● **EXERCISE GOAL**:
What is needed is an exact transcription of every record below.

● **SOURCE MATERIAL**:
PR #409, opened 2026-09-15
Fix the review findings on the MCP server

ZKelvins99:
Follow-up to #406, which was merged before this review pass landed. These are the concrete issues I could reproduce from the findings on that PR, all in the docs family and the stdio bridge. No behavior changes beyond what each bullet describes.

**Correctness**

● **ANSWER FOR THIS EXERCISE**:
PR #409, opened 2026-09-15
Fix the review findings on the MCP server

ZKelvins99:
Follow-up to #406, which was merged before this review pass landed. These are the concrete issues I could reproduce from the findings on that PR, all in the docs family and the stdio bridge. No behavior changes beyond what each bullet describes.

**Correctness**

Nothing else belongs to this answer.